Priority scheduling can be either preemptive or nonpreemptive. When a process arrives at the ready queue, its priority is compared with the priority of the currently running process. A preemptive priority scheduling algorithm will preempt the CPU if the priority of the newly arrived process is higher than the priority of the currently running process. A nonpreemptive priority scheduling algorithm will simply put the new process at the head of the ready queue.

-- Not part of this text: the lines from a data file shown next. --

PR #2643, opened 2026-06-16
ARSN-596: treat NamespaceExists as idempotent success in createBucket

tcarmet:
MongoDB returns error code 48 (`NamespaceExists`) when `createCollection` is called on a collection that already exists - a benign outcome under concurrent create/drop/create sequences on MPU shadow buckets. The existing code let this error fall through to the outer catch, which converted every `createCollection` error into `InternalError`. That 500 response was the root cause of `mongo-v0-ft-tests` and `mongo-v1-ft-tests` failing very frequently in cloudserver.

A unit test was added that stubs `createCollection` to reject with a `NamespaceExists` error and asserts the callback receives no error. We ran the cloudserver mongo functional test suite 20 times in parallel. 4 runs failed on pre-existing unrelated flakes; the target failure did not appear in any run. Full results: https://github.com/scality/cloudserver/actions/runs/27648800616

Issue: ARSN-596

### DIFF
--- a/lib/storage/metadata/mongoclient/MongoClientInterface.ts
+++ b/lib/storage/metadata/mongoclient/MongoClientInterface.ts
@@ -466,21 +466,28 @@ class MongoClientInterface {
                 // "constants.usersBucket" and "PENSIEVE" since it has already
                 // been created
                 if (bucketName !== constants.usersBucket && bucketName !== PENSIEVE) {
-                    return this.db!.createCollection(bucketName).then(() => {
-                        if (this.shardCollections) {
-                            const cmd = {
-                                shardCollection: `${this.database}.${bucketName}`,
-                                key: { _id: 1 },
-                            };
-                            return this.adminDb!.command(cmd, {})
-                                .then(() => cb(null))
-                                .catch(err => {
-                                    log.error('createBucket: enabling sharding', { error: err });
-                                    return cb(errors.InternalError);
-                                });
-                        }
-                        return cb(null);
-                    });
+                    return this.db!.createCollection(bucketName)
+                        .catch(err => {
+                            if (err.codeName === 'NamespaceExists') {
+                                return;
+                            }
+                            throw err;
+                        })
+                        .then(() => {
+                            if (this.shardCollections) {
+                                const cmd = {
+                                    shardCollection: `${this.database}.${bucketName}`,
+                                    key: { _id: 1 },
+                                };
+                                return this.adminDb!.command(cmd, {})
+                                    .then(() => cb(null))
+                                    .catch(err => {
+                                        log.error('createBucket: enabling sharding', { error: err });
+                                        return cb(errors.InternalError);
+                                    });
+                            }
+                            return cb(null);
+                        });
                 }
                 return cb(null);
             })
--- a/tests/unit/storage/metadata/mongoclient/MongoClientInterface.spec.js
+++ b/tests/unit/storage/metadata/mongoclient/MongoClientInterface.spec.js
@@ -1900,6 +1900,26 @@ describe('MongoClientInterface, createBucket', () => {
         });
     });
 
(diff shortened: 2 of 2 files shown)


lib/storage/metadata/mongoclient/MongoClientInterface.ts
```diff
@@ -466,21 +466,28 @@ class MongoClientInterface {
...
-                                });
-                        }
-                        return cb(null);
-                    });
+                    return this.db!.createCollection(bucketName)
+                        .catch(err => {
+                            if (err.codeName === 'NamespaceExists') {
+                                return;
+                            }
+                            throw err;
```
jonathan-gramain, line 474: I think we could call `cb` here to satisfy the contract of `createBucket` and call the callback in any case, as the `then` clause is not followed by a `catch` clause. It seems like the error case was already missing in the original code, causing the exception to be thrown and caught in the outermost layer. Calling the callback in any case and not throwing an exception is probably a better design choice. We could otherwise add a final `.catch(err => cb(errors.InternalError))` to catch any thrown error and turn it into an error callback call there instead of relying on the outermost layer.

francoisferrand:
Not really a review, but just providing some history/context as there is a slightly deeper question here. `MongoClientInterface` used to have this kind of idempotent behavior (not sure about this specific API), which ended up creating race conditions in Cloudserver (and ghost/orphan objects at customers), and it was changed ~last year ([1], [2] maybe missing some) to report errors more strictly: pushing the handling of errors up to cloudserver.

If I remember correctly (@benzekrimaha may remember as well?), it -the earlier, idempotent, approach, not sure about this specific error in this code path- created issues when multiple operations were needed (MPU or master+version), which could not be handled properly in cloudserver without knowing if the call "really" succeeded...

i.e. there are 2 kinds of use cases:
- making the methods idempotent and masking the error is fine for simple CRUD api (i.e. `s3:createBucket` api)
- but we are doing a sequence "create X then do Y", we may end up having a race condition where we do twice `Y`

Also when creating a bucket, we may be able to set some parameters (quota, activating Veeam...) : for the API to be idempotent, these would need to be set even with this error

So we should tread carefully here:
- Reviewing all places where this specific api is used, to confirm that idempotency is acceptable in every case
- Confirm what is the behavior of the other implementation of this interface? All implementations should have the same idempotency caracteristic
- Having some functions idempotent and some not will make it harder to correctly deal with the interface, would be best to stick to one rule for the whole metadata interface: some functions cannot be idempotent, so do we really want to mix-and-match?

[1] https://github.com/scality/Arsenal/pull/2363
[2] https://github.com/scality/Arsenal/pull/2387

lib/storage/metadata/mongoclient/MongoClientInterface.ts
```diff
@@ -466,21 +466,28 @@ class MongoClientInterface {
...
-                                    log.error('createBucket: enabling sharding', { error: err });
-                                    return cb(errors.InternalError);
-                                });
-                        }
-                        return cb(null);
-                    });
+                    return this.db!.createCollection(bucketName)
+                        .catch(err => {
+                            if (err.codeName === 'NamespaceExists') {
+                                return;
```
francoisferrand, line 472: will this not make us go through the `shardCollections` below?
could this cause a race condition if 2 `shardCollection` commands are sent to mongo in parallel, and possibly let the call fail (and still return an error)?

tcarmet:
thank you @jonathan-gramain and @francoisferrand for the extra context and review, I'll report back, need a bit of time to investigate and experiment with the tips and info you gave me.

DarkIsDude (commented):
Let me know when it's reviewable again 🙏

tcarmet:
Closing since it has been replaced by #2665 

Thanks to everyone involved on pod RR for taking over this work, much appreciated :heart:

A major problem with priority scheduling algorithms is indefinite blocking, or starvation. A process that is ready to run but waiting for the CPU can be considered blocked. A priority scheduling algorithm can leave some lowpriority processes waiting indefinitely. In a heavily loaded computer system, a steady stream of higher-priority processes can prevent a low-priority process from ever getting the CPU. Generally, one of two things will happen. Either the process will eventually be run (at 2 A.M. Sunday, when the system is finally lightly loaded), or the computer system will eventually crash and lose all unfinished low-priority processes. (Rumor has it that when they shut down the IBM 7094 at MIT in 1973, they found a low-priority process that had been submitted in 1967 and had not yet been run.)
A solution to the problem of indefinite blockage of low-priority processes is aging. Aging involves gradually increasing the priority of processes that wait in the system for a long time. For example, if priorities range from 127 (low) to 0 (high), we could periodically (say, every second) increase the priority of a waiting process by 1. Eventually, even a process with an initial priority of 127 would have the highest priority in the system and would be executed. In fact, it would take a little over 2 minutes for a priority-127 process to age to a priority-0 process.
Another option is to combine round-robin and priority scheduling in such a way that the system executes the highest-priority process and runs processes with the same priority using round-robin scheduling. Let's illustrate with an example using the following set of processes, with the burst time in milliseconds:
Process | Burst Time | Priority |
P1 | 4 | 3 |
P2 | 5 | 2 |
P3 | 8 | 2 |
P4 | 7 | 1 |
P5 | 3 | 3 |
Using priority scheduling with round-robin for processes with equal priority, we would schedule these processes according to the following Gantt chart using a time quantum of 2 milliseconds:
In this example, process P4 has the highest priority, so it will run to completion. Processes P2 and P3 have the next-highest priority, and they will execute in a round-robin fashion. Notice that when process P2 finishes at time 16, process P3 is the highest-priority process, so it will run until it completes execution. Now, only processes P1 and P5 remain, and as they have equal priority, they will execute in round-robin order until they complete.
Other scheduling algorithms are: First-Come First-Served; Round Robin; Multilevel Queue; Multilevel Feedback Queue. All are explined in Operating System Concepts.
About the Authors
Abraham Silberschatz is the Sidney J. Weinberg Professor of Computer Science at Yale University. Prior to joining Yale, he was the Vice President of the Information Sciences Research Center at Bell Laboratories. Prior to that, he held a chaired professorship in the Department of Computer Sciences at the University of Texas at Austin.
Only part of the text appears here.